(Saved data entries)

══════

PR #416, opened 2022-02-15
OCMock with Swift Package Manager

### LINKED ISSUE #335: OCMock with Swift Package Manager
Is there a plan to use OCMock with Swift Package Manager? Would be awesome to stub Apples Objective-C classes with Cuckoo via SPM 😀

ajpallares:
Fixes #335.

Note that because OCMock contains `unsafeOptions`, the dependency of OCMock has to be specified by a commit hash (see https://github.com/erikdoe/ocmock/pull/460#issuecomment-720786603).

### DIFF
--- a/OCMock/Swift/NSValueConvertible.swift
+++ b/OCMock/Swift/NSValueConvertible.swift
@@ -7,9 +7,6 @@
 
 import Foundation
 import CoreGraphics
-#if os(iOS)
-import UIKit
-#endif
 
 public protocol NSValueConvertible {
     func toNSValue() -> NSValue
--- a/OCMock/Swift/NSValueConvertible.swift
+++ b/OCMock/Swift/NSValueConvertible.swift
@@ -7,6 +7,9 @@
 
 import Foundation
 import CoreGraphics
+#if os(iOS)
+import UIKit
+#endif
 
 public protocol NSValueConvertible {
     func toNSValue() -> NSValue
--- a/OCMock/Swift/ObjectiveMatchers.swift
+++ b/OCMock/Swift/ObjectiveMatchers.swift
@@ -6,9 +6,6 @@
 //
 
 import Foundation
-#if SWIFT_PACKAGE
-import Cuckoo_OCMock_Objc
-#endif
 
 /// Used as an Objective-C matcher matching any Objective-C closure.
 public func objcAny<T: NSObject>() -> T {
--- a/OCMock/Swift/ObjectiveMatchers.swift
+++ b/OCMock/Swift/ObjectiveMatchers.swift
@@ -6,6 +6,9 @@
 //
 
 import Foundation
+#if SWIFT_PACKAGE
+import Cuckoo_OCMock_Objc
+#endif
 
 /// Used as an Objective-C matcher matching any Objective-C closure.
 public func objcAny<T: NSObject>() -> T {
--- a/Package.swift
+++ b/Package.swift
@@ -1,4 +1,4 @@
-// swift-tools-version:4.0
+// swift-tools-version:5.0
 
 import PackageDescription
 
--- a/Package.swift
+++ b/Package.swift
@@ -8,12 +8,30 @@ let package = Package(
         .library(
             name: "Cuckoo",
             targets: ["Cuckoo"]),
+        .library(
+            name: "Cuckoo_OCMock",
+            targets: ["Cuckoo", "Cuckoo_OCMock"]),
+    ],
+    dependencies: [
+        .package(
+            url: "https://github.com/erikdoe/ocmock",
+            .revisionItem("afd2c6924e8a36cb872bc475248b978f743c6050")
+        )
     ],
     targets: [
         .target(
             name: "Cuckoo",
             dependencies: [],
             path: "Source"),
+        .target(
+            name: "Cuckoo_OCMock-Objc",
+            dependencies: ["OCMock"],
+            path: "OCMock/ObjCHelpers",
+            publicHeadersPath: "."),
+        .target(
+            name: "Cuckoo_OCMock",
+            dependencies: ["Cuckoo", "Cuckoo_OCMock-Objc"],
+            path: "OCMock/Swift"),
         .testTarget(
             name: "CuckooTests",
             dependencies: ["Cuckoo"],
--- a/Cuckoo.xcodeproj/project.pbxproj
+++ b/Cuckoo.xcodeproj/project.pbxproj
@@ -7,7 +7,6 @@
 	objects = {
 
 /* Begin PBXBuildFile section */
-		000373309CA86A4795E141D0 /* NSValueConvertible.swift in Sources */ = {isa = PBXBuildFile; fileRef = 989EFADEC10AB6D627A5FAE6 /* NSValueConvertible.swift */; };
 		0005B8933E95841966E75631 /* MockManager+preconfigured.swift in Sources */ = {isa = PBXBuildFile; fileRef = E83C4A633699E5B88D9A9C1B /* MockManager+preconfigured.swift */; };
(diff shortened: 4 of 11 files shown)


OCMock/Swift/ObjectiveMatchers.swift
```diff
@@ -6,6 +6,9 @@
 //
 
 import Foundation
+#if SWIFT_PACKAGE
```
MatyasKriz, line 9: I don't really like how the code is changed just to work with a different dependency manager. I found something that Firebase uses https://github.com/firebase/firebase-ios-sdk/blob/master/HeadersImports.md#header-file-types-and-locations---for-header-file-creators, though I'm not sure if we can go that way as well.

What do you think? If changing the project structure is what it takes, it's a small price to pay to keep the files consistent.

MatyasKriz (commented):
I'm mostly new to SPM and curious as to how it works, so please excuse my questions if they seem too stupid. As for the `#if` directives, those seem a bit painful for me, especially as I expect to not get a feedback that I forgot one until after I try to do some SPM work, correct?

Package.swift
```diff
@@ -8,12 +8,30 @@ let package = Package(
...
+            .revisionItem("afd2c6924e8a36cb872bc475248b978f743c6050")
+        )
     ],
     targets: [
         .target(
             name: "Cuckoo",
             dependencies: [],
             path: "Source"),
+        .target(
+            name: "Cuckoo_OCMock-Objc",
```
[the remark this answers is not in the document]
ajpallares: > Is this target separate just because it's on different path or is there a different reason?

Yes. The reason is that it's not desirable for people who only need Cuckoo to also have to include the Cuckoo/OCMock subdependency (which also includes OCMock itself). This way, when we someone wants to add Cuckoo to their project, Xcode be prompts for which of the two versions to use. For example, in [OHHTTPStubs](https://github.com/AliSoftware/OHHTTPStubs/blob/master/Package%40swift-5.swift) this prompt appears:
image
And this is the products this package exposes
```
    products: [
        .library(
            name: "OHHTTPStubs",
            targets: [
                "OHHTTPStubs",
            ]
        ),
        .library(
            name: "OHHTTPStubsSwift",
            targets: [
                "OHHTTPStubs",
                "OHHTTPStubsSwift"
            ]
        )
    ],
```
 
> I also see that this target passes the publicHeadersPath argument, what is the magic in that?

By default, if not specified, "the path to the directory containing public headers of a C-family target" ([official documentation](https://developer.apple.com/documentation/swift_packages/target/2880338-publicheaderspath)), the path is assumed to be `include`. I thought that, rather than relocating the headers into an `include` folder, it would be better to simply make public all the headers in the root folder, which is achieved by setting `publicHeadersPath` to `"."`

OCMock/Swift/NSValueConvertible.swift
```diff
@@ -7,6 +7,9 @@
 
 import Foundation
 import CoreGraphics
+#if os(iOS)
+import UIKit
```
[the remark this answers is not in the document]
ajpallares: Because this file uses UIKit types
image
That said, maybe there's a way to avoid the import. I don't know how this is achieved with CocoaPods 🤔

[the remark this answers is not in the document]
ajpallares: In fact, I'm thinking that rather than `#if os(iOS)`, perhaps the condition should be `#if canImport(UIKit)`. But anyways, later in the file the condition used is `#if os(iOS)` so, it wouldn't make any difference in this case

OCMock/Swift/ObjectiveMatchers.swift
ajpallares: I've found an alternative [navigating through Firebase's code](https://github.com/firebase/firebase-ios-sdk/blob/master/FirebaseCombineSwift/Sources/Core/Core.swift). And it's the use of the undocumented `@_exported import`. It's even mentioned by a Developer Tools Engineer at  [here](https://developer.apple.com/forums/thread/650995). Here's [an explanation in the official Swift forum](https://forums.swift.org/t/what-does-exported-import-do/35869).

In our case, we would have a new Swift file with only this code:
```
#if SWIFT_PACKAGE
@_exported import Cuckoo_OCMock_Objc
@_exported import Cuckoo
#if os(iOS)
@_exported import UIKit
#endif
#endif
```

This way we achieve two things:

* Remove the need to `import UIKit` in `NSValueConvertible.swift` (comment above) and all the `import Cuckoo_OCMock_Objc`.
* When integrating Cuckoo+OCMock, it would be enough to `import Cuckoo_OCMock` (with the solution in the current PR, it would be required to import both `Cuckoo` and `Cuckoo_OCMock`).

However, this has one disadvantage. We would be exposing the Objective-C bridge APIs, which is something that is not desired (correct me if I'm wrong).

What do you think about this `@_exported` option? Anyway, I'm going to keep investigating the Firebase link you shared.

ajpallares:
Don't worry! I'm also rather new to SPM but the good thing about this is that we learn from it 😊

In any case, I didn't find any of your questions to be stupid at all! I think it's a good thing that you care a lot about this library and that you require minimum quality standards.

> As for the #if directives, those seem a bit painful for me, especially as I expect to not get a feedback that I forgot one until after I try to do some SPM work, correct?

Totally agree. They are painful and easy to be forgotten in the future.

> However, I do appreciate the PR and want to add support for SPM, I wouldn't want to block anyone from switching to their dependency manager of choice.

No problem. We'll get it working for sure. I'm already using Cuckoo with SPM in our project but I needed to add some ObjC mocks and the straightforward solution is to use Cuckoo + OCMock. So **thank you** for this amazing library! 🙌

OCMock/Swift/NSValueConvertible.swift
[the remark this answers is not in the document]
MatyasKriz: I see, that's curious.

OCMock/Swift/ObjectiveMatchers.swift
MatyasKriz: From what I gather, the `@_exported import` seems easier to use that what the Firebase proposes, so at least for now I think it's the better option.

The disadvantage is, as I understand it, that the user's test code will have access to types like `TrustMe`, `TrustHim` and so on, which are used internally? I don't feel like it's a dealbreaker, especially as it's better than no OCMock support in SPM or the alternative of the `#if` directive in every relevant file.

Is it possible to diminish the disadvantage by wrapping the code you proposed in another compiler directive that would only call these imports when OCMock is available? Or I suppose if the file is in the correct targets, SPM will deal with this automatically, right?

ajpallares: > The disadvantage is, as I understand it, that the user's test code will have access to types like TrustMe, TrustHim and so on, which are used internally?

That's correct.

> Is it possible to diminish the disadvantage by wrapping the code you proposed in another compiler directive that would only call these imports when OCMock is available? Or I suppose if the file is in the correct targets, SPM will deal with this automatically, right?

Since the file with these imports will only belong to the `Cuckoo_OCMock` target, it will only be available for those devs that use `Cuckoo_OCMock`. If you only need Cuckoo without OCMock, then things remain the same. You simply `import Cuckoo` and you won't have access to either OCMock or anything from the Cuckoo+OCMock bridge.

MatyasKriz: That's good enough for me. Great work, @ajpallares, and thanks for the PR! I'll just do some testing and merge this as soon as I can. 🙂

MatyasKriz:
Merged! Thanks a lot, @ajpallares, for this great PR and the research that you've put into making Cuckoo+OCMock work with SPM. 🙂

══════

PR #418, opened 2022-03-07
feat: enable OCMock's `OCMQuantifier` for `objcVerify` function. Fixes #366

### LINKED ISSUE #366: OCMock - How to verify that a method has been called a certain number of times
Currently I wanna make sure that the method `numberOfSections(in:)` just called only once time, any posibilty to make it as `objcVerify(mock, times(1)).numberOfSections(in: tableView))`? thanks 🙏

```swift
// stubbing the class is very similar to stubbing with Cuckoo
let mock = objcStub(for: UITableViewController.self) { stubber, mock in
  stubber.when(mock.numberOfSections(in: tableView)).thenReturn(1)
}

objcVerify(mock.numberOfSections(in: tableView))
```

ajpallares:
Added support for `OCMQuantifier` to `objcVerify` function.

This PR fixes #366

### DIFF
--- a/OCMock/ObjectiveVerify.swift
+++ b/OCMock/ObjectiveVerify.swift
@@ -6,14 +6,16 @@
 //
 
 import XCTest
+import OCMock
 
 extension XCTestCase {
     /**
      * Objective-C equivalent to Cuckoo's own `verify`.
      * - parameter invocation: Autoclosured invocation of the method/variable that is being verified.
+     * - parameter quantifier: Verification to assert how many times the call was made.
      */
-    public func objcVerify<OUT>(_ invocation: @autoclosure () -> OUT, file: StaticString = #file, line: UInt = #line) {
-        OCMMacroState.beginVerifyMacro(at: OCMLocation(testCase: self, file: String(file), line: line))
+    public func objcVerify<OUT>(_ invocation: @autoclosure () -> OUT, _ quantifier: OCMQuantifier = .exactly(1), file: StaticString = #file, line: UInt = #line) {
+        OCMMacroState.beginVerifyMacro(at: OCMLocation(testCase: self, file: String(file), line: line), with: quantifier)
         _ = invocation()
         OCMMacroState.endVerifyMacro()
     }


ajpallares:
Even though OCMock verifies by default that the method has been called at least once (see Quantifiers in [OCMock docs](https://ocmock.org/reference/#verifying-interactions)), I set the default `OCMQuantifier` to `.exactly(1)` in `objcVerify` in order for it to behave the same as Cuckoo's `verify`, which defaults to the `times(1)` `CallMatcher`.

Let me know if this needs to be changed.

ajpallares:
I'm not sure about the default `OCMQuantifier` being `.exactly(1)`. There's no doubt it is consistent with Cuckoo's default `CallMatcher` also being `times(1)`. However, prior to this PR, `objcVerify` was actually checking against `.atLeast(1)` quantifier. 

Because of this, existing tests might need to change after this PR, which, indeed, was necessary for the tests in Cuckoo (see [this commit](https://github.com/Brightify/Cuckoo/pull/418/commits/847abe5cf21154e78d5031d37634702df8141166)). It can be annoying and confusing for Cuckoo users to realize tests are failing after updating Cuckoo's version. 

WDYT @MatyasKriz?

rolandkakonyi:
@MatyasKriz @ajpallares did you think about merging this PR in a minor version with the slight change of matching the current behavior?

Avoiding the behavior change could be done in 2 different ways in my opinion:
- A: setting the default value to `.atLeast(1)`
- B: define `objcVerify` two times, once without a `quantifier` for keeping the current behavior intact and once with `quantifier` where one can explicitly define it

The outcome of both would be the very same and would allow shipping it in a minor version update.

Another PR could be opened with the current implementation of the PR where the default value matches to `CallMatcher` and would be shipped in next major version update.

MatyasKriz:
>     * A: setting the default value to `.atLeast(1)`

══════

PROBLEM TO SOLVE: Taking the entries above, print exactly the lines starting at the line with "PR #416, opened 2022-02-15" and ending at the line with "Fixes #335.", both included.

SOLUTION TO THE PROBLEM:
PR #416, opened 2022-02-15
OCMock with Swift Package Manager

### LINKED ISSUE #335: OCMock with Swift Package Manager
Is there a plan to use OCMock with Swift Package Manager? Would be awesome to stub Apples Objective-C classes with Cuckoo via SPM 😀

ajpallares:
Fixes #335.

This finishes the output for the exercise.